Avant toute chose, il est intéressant de souligner qu’avant la création d’Ynsect, vous aviez davantage la fibre militante qu'entrepreneuriale. Quelle plume avez-vous prise pour votre manifeste ? Premier auteur, scientifique, PDG ?

Ce livre a été écrit à quatre mains avec Laurent Vaultier. Je l’ai pensé comme une personne engagée à titre personnel, je fais quelque chose qui me plaît dans mon travail, et que j’espère utile, c’est tout. 

Vous avez tout d’abord évité l’écueil du langage trop scientifique dans votre ouvrage, ce qui permet de comprendre vraiment comment fonctionne votre entreprise. Il y a même des termes que vous utilisez pour expliquer son fonctionnement, votre méthode d’élevage et vous conservez un langage séculaire : l’étable, le champ, la grange… Vous ne craigniez pas de faire grincer des dents le monde agricole ?

Les insectes font partie d’une filière traditionnelle. Les routes de la soie de Marco Polo et celles de Xi Jinping aujourd’hui, montrent que c’est une agriculture millénaire. Pour le rendre aliment, il faut créer la technologie qui va avec les volumes nécessaires et même parler de compétitivité. Je suis convaincu que la diversité est utile. Une agriculture, très paysanne, qui ne miserait que sur de la main d’œuvre à très petite échelle ne conviendrait pas non plus pour les grands enjeux actuels tels que le climat et la surproduction. C’est une question d’équilibre, c’est complémentaire. Il y a tellement de choses qu’il faut changer au niveau de l’agriculture intensive, la monoculture, l’utilisation de pesticides… Nous discutons avec toutes les autres grandes filières, l’agro-alimentaire, les syndicats agricoles, je pense qu’ils voient les insectes de manière positive. Nous allons offrir de nouveaux débouchés pour certains agriculteurs pour nourrir nos insectes et amener de nouveaux produits qui vont changer les pratiques et en aider certains à être plus alignés avec les objectifs de la COP21, que ce soit pour les engrais bio, les aliments qui évitent les imports de protéines de poisson… 

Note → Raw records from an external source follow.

PR #82, opened 2022-07-26
[Improvement] No need to use synchronized lock of the method scope when getting client

zuston:
[Improvement] No need to use synchronized lock of the method scope when getting client

Avoid unnecessary lock to improve performance.

No

No need.

### DIFF
--- a/internal-client/src/main/java/org/apache/uniffle/client/factory/ShuffleServerClientFactory.java
+++ b/internal-client/src/main/java/org/apache/uniffle/client/factory/ShuffleServerClientFactory.java
@@ -28,16 +28,20 @@ import org.apache.uniffle.common.ShuffleServerInfo;
 
 public class ShuffleServerClientFactory {
 
-  private static ShuffleServerClientFactory INSTANCE;
+  private static volatile ShuffleServerClientFactory INSTANCE;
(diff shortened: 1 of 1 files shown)


jerqi:
I can't tell the difference, we use the `synchronized` lock. Before this patch, we lock the method. After the patch, we lock the class. I think they have the same performance.

zuston:
The lock is just to avoid concurrency conflict on initialization of client. Once Instance is initialized, no need to lock. Right? @jerqi

jerqi:
> The lock is just to avoid concurrency conflict on initialization of client. Once Instance is initialized, no need to lock. Right? @jerqi

I got your point.  But I prefer use LazyHolder
https://github.com/apache/incubator-uniffle/blob/20d39e8455788ce27b97c9a63031d8c42cf64e5f/server/src/main/java/org/apache/uniffle/server/storage/StorageManagerFactory.java#L25

zuston:
Yes. Double-ckeck lock / enum / Inner class are all optional for this requirement. If u prefer inner class. i will update new one later.

jerqi:
> Yes. Double-ckeck lock / enum / Inner class are all optional for this requirement. If u prefer inner class. i will update new one later.

We should unify our style. We use inner class in the other places.

jerqi (approved):
LGTM

Issue #80, opened 2022-07-26
[Feature Request]  Support shuffle server decommissioned


xianjingfeng:
kill process is not graceful, so we need shuffle server support decommissioned

zuston:
+1. Now the decommission could be used by exclude node file in coordinator side.

Besides, the exclude-node-file could be stored in HDFS.

jerqi:
I understand that you need  a `rolling upgrade` feature.  In our plan, we want to  accomplish this feature by k8s operator. For the standalone mode, we don't have the plans,. And it's also necessary to do some surveys about this feature, I think we should have more discuss about this problem.

xianjingfeng:
> I understand that you need a `rolling upgrade` feature. In our plan, we want to accomplish this feature by k8s operator. For the standalone mode, we don't have the plans,. And it's also necessary to do some surveys about this feature, I think we should have more discuss about this problem.

Depoly on k8s is a good choice. But one more choice is not a bad thing. Not all team willing to use k8s . I have create a pr.

jerqi:
Could you write a design doc's (use google doc) ? Because this issue is a little complex.

jerqi:
If we want to add some interface to control shuffle server's behavior,  we should have a complete design, and we think we need detailed discussions. We ever have similar mind in issue #37

jerqi:
Yarn node's decommission. https://hadoop.apache.org/docs/current/hadoop-yarn/hadoop-yarn-site/GracefulDecommission.html Maybe, we should also realize other system decommission implement.

zuston:
> Yarn node's decommission. https://hadoop.apache.org/docs/current/hadoop-yarn/hadoop-yarn-site/GracefulDecommission.html 

Yes. In #85, I follow the rule of YARN decommission mechanism. So i think it's better to control the decommission by coordinator. Feel free to discuss more

> Maybe, we should also realize other system decommission implement.

I looked the HDFS datanode decommission, it's also like YARN decommission. refer: https://hadoop.apache.org/docs/stable/hadoop-project-dist/hadoop-hdfs/HdfsDataNodeAdminGuide.html

xianjingfeng:
I think we should consider more things, such as
1. Is it easy to use if we deploy on k8s and IP is not fixed?
2. Split-brain. If pass commands through heartbeat, shuffle server may receive different messages meanwhile and how do we ensure correctness. The decommission function can be solved. What about other functions in the future?
[...]

PR #85, opened 2022-07-26
[Feature] Introduce graceful decommission for shuffle server

zuston:
[Feature] Introduce graceful decommission for shuffle server

When shuffle servers needed to decommission are included in exclude-node-files, we hope it will exit when all apps finished.

No.

Need. And it will added later.


xianjingfeng:
I think decommission without restart coordinator or restart  shuffle server is better, We have another solution and i will create a pr tomorrow

zuston:
I can’t got your thought fully. As i know, when need to make one shuffle server decommission, just add it to the exclude file in coordinator side. There is no need to restart coordinator/shuffle servers.

This PR is just to make shuffle server process exit once all apps finished.

xianjingfeng:
> I can’t got your thought fully. As i know, when need to make one shuffle server decommission, just add it to the exclude file in coordinator side. There is no need to restart coordinator/shuffle servers.
> 
> This PR is just to make shuffle server process exit once all apps finished.

Sorry, i don't know `excludeNodes` update periodically before.
But if we have multi coordinator, we will change exclude-node-files multi times, and if we need to start shuffle server again, we need change them again. 
And  i think _**exclude**_ is not equal to _**decommission**_

zuston:
> But if we have multi coordinator, we will change exclude-node-files multi times, and if we need to start shuffle server again, we need change them again.

Exclude-nodes-file could be stored in HDFS, so it dont need to sync multiple coordinators.

> And i think exclude is not equal to decommission
I think exclude-nodes-file could be as decommission for a shuffle server. But it should support two ways of decommission
1. Normal decommission. This will make coordinator wont do assignment for this node and let it shutdown quickly.
2. Graceful decommission. This will make coordinator wont do assignment for this node and let it graceful shutdown until all apps finished.

Please let me know what u think. @xianjingfeng

zuston:
What do you have any ideas on this PR ? @jerqi

jerqi:
> What do you have any ideas on this PR ? @jerqi

We need more discussion in issue #80 first.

L’alimentaire se nourrit aujourd’hui de mode, de tendances. Les insectes ne sont donc pas nouveaux, mais votre prochaine étape est de pouvoir nourrir les hommes. Comment arriver à convaincre que les insectes ne sont pas qu’une alternative protéinée de dernière minute mais tout simplement un aliment de meilleure qualité, comme vous l’expliquez dans votre manifeste ?

C’est une qualité équivalente à une protéine animale, du point de vue de la digestibilité, par exemple. Cela reste très nouveau en termes de développement, mais nous sommes convaincus que dans la décennie qui arrive, on va transformer l’essai. On ne dit pas que cela va devenir une révolution, mais que cela peut devenir 10% de notre chiffre d’affaires dans les dix prochaines années, ili faut d'abord que cela devienne un produit réellement mis sur le marché et qui a des vrais arguments, aussi nutritionnel que le lait en protéines animales, et au niveau santé, un produit qui a des bénéfices. Nous avons beaucoup de connaissances scientifiques, aujourd’hui, comment valorise-t-on cela dans un discours commercial, une bonne communication, les bons canaux, les réseaux sociaux, le marketing autour des marques pour les clients, bien promouvoir les produits. On va pouvoir faire entrer ces produits dans une normalité car ils sont sains, bons pour l’environnement. 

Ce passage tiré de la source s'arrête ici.